Stored items:
Issue #7507, opened 2019-05-24
Refresh alert when active


b17annni:
I get the refresh alert even when I'm active. It's annoying.
![image](https://user-images.githubusercontent.com/37792766/58321171-b8bc2480-7e1d-11e9-9070-8781959881ca.png)

a17adasy:
**Suggestion:** Having the alert show when you havent moved the mouse for 10-15 minutes.

PR #8074, opened 2020-04-14
Implemented refreshing of session cookies when user is active - G1-2020-W16-#7507

b17carbr:
The issue https://github.com/HGustavs/LenaSYS/issues/7507 wanted a solution to prevent the alert being triggered even though the user is active on the site. 

Screenshot 2020-04-14 at 13 42 43

To solve this the session cookies which holds the time when the alert is suppose to trigger instead now gets refreshed by the user navigating the site. Refreshes takes place when navigating to codeviewer.php, courseed.php, and sectioned.php.
Screenshot 2020-04-14 at 13 48 02

### DIFF
--- a/DuggaSys/codeviewer.php
+++ b/DuggaSys/codeviewer.php
@@ -130,6 +130,13 @@ Testing Link:
 					
 				}
 			}
+			else{
+				// refreshes session cookies, thereby extending the time before users sees the alert or get logged out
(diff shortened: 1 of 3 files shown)


a18eliek:
@a18jakme  hej

a18jakme:
@a18eliek hejhej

_TASK_
Retype the entries exactly from the first line, stopping after the line with "get logged out".

_COMPLETED TASK_
Issue #7507, opened 2019-05-24
Refresh alert when active


b17annni:
I get the refresh alert even when I'm active. It's annoying.
![image](https://user-images.githubusercontent.com/37792766/58321171-b8bc2480-7e1d-11e9-9070-8781959881ca.png)

a17adasy:
**Suggestion:** Having the alert show when you havent moved the mouse for 10-15 minutes.

PR #8074, opened 2020-04-14
Implemented refreshing of session cookies when user is active - G1-2020-W16-#7507

b17carbr:
The issue https://github.com/HGustavs/LenaSYS/issues/7507 wanted a solution to prevent the alert being triggered even though the user is active on the site. 

Screenshot 2020-04-14 at 13 42 43

To solve this the session cookies which holds the time when the alert is suppose to trigger instead now gets refreshed by the user navigating the site. Refreshes takes place when navigating to codeviewer.php, courseed.php, and sectioned.php.
Screenshot 2020-04-14 at 13 48 02

### DIFF
--- a/DuggaSys/codeviewer.php
+++ b/DuggaSys/codeviewer.php
@@ -130,6 +130,13 @@ Testing Link:
 					
 				}
 			}
+			else{
+				// refreshes session cookies, thereby extending the time before users sees the alert or get logged out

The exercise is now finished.